If a line of the material contains "that", copy it.

□ □ □ □ □

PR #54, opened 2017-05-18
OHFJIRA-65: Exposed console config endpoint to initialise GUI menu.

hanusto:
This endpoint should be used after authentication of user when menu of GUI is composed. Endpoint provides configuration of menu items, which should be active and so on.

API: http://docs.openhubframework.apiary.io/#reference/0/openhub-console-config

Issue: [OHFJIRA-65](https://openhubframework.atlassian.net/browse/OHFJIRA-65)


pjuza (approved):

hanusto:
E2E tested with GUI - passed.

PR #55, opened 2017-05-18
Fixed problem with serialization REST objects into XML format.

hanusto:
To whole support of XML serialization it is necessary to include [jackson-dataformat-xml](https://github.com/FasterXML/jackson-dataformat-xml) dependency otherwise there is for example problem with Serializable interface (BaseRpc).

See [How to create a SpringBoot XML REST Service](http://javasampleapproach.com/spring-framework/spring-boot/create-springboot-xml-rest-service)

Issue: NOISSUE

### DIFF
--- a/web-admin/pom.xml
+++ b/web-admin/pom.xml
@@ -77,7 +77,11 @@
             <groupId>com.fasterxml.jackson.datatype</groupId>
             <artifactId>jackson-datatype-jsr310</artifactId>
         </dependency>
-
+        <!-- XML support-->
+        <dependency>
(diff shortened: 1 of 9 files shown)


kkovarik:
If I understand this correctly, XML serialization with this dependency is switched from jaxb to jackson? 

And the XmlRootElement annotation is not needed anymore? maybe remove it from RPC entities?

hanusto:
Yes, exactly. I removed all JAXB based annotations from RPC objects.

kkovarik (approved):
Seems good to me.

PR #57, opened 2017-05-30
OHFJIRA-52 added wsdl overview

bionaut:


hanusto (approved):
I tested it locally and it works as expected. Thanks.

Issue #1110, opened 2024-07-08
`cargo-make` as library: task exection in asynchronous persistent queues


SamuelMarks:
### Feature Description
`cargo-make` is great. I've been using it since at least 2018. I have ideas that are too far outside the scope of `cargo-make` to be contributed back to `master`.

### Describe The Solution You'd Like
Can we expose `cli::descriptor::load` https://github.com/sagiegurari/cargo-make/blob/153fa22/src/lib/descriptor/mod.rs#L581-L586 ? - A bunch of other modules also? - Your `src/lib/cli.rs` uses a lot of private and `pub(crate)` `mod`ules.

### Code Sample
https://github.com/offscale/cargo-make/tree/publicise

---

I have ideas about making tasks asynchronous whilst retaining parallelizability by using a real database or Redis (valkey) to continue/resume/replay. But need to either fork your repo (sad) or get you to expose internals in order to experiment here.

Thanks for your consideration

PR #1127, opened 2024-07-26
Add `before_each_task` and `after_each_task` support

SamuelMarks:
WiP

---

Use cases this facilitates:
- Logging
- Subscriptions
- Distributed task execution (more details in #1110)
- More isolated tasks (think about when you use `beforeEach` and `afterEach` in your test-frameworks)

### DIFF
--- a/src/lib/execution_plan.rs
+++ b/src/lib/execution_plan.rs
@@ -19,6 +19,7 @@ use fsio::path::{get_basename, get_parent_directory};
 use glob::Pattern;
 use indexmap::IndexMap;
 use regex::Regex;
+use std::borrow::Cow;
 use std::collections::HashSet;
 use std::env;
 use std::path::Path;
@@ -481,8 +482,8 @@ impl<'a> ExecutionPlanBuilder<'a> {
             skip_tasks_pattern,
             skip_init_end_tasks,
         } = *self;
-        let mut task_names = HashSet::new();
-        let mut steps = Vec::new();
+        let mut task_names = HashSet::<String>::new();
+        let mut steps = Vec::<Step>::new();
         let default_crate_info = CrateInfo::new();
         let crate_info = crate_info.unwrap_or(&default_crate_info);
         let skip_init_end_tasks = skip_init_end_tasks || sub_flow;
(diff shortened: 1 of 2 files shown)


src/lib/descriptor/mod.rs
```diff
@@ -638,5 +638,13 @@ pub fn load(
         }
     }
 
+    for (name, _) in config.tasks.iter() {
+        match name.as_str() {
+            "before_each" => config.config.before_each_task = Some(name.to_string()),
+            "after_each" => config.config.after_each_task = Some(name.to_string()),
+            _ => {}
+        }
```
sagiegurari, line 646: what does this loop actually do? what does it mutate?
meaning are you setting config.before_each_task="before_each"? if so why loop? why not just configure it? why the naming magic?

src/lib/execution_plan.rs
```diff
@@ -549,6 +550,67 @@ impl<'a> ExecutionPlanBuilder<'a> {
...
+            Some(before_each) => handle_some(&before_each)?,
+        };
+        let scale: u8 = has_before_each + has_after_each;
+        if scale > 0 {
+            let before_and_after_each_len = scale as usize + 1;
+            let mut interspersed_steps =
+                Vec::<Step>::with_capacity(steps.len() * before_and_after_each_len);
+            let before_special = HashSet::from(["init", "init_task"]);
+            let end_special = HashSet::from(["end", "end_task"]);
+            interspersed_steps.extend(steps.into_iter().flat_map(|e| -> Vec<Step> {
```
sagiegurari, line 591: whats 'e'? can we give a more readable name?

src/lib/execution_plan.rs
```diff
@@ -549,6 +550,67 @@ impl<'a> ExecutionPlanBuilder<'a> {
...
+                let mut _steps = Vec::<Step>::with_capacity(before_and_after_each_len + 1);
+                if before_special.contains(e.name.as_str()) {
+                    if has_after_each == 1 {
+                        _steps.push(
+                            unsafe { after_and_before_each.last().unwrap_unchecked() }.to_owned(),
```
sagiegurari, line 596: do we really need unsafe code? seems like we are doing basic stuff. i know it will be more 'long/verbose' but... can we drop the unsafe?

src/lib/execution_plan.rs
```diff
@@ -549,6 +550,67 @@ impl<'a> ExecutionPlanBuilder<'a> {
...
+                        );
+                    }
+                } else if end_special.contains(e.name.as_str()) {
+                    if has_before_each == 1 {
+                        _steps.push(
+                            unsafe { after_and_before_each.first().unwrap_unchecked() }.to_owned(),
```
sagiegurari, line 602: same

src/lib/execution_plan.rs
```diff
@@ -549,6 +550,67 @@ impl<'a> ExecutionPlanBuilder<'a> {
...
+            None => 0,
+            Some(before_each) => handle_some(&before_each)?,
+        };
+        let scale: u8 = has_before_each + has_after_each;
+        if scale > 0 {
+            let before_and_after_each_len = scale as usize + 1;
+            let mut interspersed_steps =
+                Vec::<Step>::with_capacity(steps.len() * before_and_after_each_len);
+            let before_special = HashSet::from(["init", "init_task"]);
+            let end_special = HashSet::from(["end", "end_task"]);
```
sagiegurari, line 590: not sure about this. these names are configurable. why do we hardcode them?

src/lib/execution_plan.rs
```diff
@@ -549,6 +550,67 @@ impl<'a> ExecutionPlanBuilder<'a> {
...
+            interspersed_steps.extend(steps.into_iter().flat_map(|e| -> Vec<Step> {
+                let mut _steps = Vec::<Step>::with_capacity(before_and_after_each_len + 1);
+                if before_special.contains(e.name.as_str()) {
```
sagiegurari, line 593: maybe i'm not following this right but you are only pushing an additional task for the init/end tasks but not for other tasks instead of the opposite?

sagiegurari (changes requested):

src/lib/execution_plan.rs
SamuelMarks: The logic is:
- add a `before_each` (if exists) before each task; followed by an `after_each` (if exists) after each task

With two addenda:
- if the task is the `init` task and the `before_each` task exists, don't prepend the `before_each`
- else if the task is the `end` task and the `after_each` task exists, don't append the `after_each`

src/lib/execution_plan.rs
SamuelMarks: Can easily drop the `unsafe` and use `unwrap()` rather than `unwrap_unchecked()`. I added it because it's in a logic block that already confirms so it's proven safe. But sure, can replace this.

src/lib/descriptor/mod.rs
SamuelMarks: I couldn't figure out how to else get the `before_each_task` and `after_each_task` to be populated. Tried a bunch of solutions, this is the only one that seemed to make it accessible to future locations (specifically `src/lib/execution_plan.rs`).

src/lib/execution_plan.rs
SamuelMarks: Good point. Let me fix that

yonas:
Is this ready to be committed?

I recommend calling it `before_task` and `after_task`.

□ □ □ □ □

## Task result
`cargo-make` is great. I've been using it since at least 2018. I have ideas that are too far outside the scope of `cargo-make` to be contributed back to `master`.
SamuelMarks: Can easily drop the `unsafe` and use `unwrap()` rather than `unwrap_unchecked()`. I added it because it's in a logic block that already confirms so it's proven safe. But sure, can replace this.
SamuelMarks: I couldn't figure out how to else get the `before_each_task` and `after_each_task` to be populated. Tried a bunch of solutions, this is the only one that seemed to make it accessible to future locations (specifically `src/lib/execution_plan.rs`).
SamuelMarks: Good point. Let me fix that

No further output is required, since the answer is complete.